# What to produce
What appears from the first line of the data below through the line containing "1.44µs ± 2%", both included, should be copied exactly, and nothing else.

=== Section Start ===

PR #5404, opened 2022-08-19
util/deephash: expand fast-path capabilities

dsnet:
Add support for maps and interfaces to the fast path.
Add cycle-detection to the pointer handling logic.
This logic is generally copied from the slow path.

A future commit will delete the slow path once
the fast path never falls back to the slow path.

Performance:

	Hash-24                18.5µs ± 1%    14.9µs ± 2%  -19.52%  (p=0.000 n=10+10)
	HashPacketFilter-24    2.54µs ± 1%    2.60µs ± 1%   +2.19%  (p=0.000 n=10+10)
	HashMapAcyclic-24      31.6µs ± 1%    30.5µs ± 1%   -3.42%  (p=0.000 n=9+8)
	TailcfgNode-24         1.44µs ± 2%    1.43µs ± 1%     ~     (p=0.171 n=10+10)
	HashArray-24            324ns ± 1%     324ns ± 2%     ~     (p=0.425 n=9+9)

The additional cycle detection logic doesn't incur much slow down
since it only activates if a type is recursive, which does not apply
for any of the types that we care about.

There is a notable performance boost since we switch from the fath path
to the slow path less often. Most notably, a struct with a field that
could not be handled by the fast path would previously cause
the entire struct to go through the slow path.

### DIFF
--- a/util/deephash/deephash.go
+++ b/util/deephash/deephash.go
@@ -14,7 +14,7 @@
 //   - time.Time are compared based on whether they are the same instant in time
 //     and also in the same zone offset. Monotonic measurements and zone names
 //     are ignored as part of the hash.
-//   - netip.Addr are compared based on a shallow comparison of the struct. 
+//   - netip.Addr are compared based on a shallow comparison of the struct.
 //
 // WARNING: This package, like most of the tailscale.com Go module,
 // should be considered Tailscale-internal; we make no API promises.
@@ -25,7 +25,6 @@ import (
 	"encoding/binary"
 	"encoding/hex"
 	"fmt"
-	"log"
 	"math"
 	"net/netip"
 	"reflect"
@@ -246,7 +245,7 @@ func (ti *typeInfo) hasher() typeHasherFunc {
 }
 
 func (ti *typeInfo) buildHashFuncOnce() {
-	ti.hashFuncLazy = genTypeHasher(ti.rtype)
+	ti.hashFuncLazy = genTypeHasher(ti)
 }
 
 func (h *hasher) hashBoolv(v addressableValue) bool {
@@ -380,13 +379,8 @@ func genHashPtrToMemoryRange(eleType reflect.Type) typeHasherFunc {
 	}
 }
 
-const debug = false
-
-func genTypeHasher(t reflect.Type) typeHasherFunc {
-	if debug {
-		log.Printf("generating func for %v", t)
-	}
-
+func genTypeHasher(ti *typeInfo) typeHasherFunc {
+	t := ti.rtype
 	switch t.Kind() {
 	case reflect.Bool:
 		return (*hasher).hashBoolv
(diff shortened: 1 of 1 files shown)


util/deephash/deephash.go
```diff
@@ -436,30 +430,65 @@ func genTypeHasher(t reflect.Type) typeHasherFunc {
 		default:
 			return genHashStructFields(t)
 		}
+	case reflect.Map:
+		return func(h *hasher, v addressableValue) bool {
+			// TODO: Check for nil.
```
bradfitz, line 435: who should do this? :)

seems worth doing now, though. What'll happen otherwise?

util/deephash/deephash.go
```diff
@@ -436,30 +430,65 @@ func genTypeHasher(t reflect.Type) typeHasherFunc {
...
+			}
+			va := newAddressableValue(v.Elem().Type())
+			va.Set(v.Elem())
 
-	return func(h *hasher, v addressableValue) bool {
-		if debug {
-			log.Printf("unhandled type %v", v.Type())
+			h.HashUint8(1) // indicates visiting interface value
+			h.hashType(va.Type())
+			h.hashValue(va, true)
```
bradfitz, line 487: we don't need recursive checks here?

dsnet: In pure Go, cycles can only occur through pointers, maps, and slices. We already do cycle detection for pointers and maps, and there's a TODO to add it for slices.

Technically, there is an implicit pointer inside a Go interface, but it is impossible to create a cycle without using unsafe. I don't think we need to handle this case.

util/deephash/deephash.go

util/deephash/deephash.go
bradfitz: I was skeptical that you couldn't make a cycle through interfaces so went to make a little test but it crashed before I could test anything:

```go
func TestInterfaceCycle(t *testing.T) {
	type T struct {
		v any
	}
	a := new(T)
	b := new(T)
	a.v = b
	b.v = a
	Hash(a)
}
```

```
--- FAIL: TestInterfaceCycle (0.00s)
panic: reflect: reflect.Value.Set using value obtained using unexported field [recovered]
	panic: reflect: reflect.Value.Set using value obtained using unexported field

goroutine 89 [running]:
testing.tRunner.func1.2({0x1012c0960, 0x1400019c490})
	/Users/bradfitz/.cache/tailscale-go/src/testing/testing.go:1396 +0x1c8
testing.tRunner.func1()
	/Users/bradfitz/.cache/tailscale-go/src/testing/testing.go:1399 +0x380
panic({0x1012c0960, 0x1400019c490})
	/Users/bradfitz/.cache/tailscale-go/src/runtime/panic.go:884 +0x204
reflect.flag.mustBeExportedSlow(0x14000065a68?)
	/Users/bradfitz/.cache/tailscale-go/src/reflect/value.go:238 +0x70
reflect.flag.mustBeExported(...)
	/Users/bradfitz/.cache/tailscale-go/src/reflect/value.go:229
reflect.Value.Set({0x1012b7780?, 0x140005c60e0?, 0x0?}, {0x1012b7780?, 0x1400019c410?, 0x101202524?})
	/Users/bradfitz/.cache/tailscale-go/src/reflect/value.go:2155 +0x84
tailscale.com/util/deephash.genTypeHasher.func3(0x14000188000, {{0x1012cb9c0?, 0x1400019c3f0?, 0x10000010131d920?}})
	/Users/bradfitz/src/tailscale.com/util/deephash/deephash.go:483 +0x158
tailscale.com/util/deephash.structHasher.hash({{0x140001b41b0?, 0x14000065bd8?, 0x14000065c38?}}, 0x14000188000, {{0x1012e5420?, 0x1400019c3f0?, 0x101212820?}})
	/Users/bradfitz/src/tailscale.com/util/deephash/deephash.go:360 +0x1a0
tailscale.com/util/deephash.(*hasher).hashValueWithType(0x14000188000, {{0x1012e5420?, 0x1400019c3f0?, 0x16?}}, 0x140001a3080, 0x14?)
	/Users/bradfitz/src/tailscale.com/util/deephash/deephash.go:678 +0x84
tailscale.com/util/deephash.(*hasher).hashValue(0x14000188000?, {{0x1012e5420?, 0x1400019c3f0?, 0x1010d9650?}}, 0xf0?)
	/Users/bradfitz/src/tailscale.com/util/deephash/deephash.go:672 +0x80
tailscale.com/util/deephash.Hash({0x1012b7780?, 0x1400019c3f0})
	/Users/bradfitz/src/tailscale.com/util/deephash/deephash.go:154 +0x2ec
tailscale.com/util/deephash.TestInterfaceCycle(0x140005029c0?)
	/Users/bradfitz/src/tailscale.com/util/deephash/deephash_test.go:920 +0xa4
testing.tRunner(0x140005829c0, 0x10133b968)
	/Users/bradfitz/.cache/tailscale-go/src/testing/testing.go:1446 +0x10c
created by testing.(*T).Run
	/Users/bradfitz/.cache/tailscale-go/src/testing/testing.go:1493 +0x300
FAIL	tailscale.com/util/deephash	0.084s
FAIL
```

dsnet: If you export the `v` field, then the test passes.

The reason we don't need to worry about cycles is because there's still an explicit pointer in the value. Traversing the 
1. `*T`
2. `T`
3. `any`
4. `*T` (saw this pointer before!)

In regards to the panic, it appears that we already have a pre-existing bug where we call `reflect.Value.Set` without first verifying that the provided value doesn't have the "read-only" bit set. I'll fix that in a separate PR since this isn't a regression and we'll need to fix it a few places.

dsnet: Hahaha... the places where we rely on `reflect.Value.SetIterXXX` are okay due to a bug in reflect. Great...

I filed https://github.com/golang/go/issues/54628

dsnet: It seems that #5367, which is where I'm trying to move `deephash` to, avoids this problem entirely since everything goes through an `unsafe.Pointer`, and thus dropping any "read-only" bits in the `reflect.Value` that could bite us.

dsnet: In case you curious, you can construct a cycle with pure interfaces through:
```go
type T struct { V any }
v := new(T)
v.V = T{}
type interfaceHeader struct{ Type, Data unsafe.Pointer }
(*interfaceHeader)(unsafe.Pointer(&a.V)).Data = unsafe.Pointer(a)
Hash(a)
```
I don't think it's worth checking for this. Any assignment of a non-pointer into a Go interface is going to force that value to be heap allocated, guaranteeing that a cycle can't happen without `unsafe`.

bradfitz (approved):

=== Section End ===

# Answer for this exercise
PR #5404, opened 2022-08-19
util/deephash: expand fast-path capabilities

dsnet:
Add support for maps and interfaces to the fast path.
Add cycle-detection to the pointer handling logic.
This logic is generally copied from the slow path.

A future commit will delete the slow path once
the fast path never falls back to the slow path.

Performance:

	Hash-24                18.5µs ± 1%    14.9µs ± 2%  -19.52%  (p=0.000 n=10+10)
	HashPacketFilter-24    2.54µs ± 1%    2.60µs ± 1%   +2.19%  (p=0.000 n=10+10)
	HashMapAcyclic-24      31.6µs ± 1%    30.5µs ± 1%   -3.42%  (p=0.000 n=9+8)
	TailcfgNode-24         1.44µs ± 2%    1.43µs ± 1%     ~     (p=0.171 n=10+10)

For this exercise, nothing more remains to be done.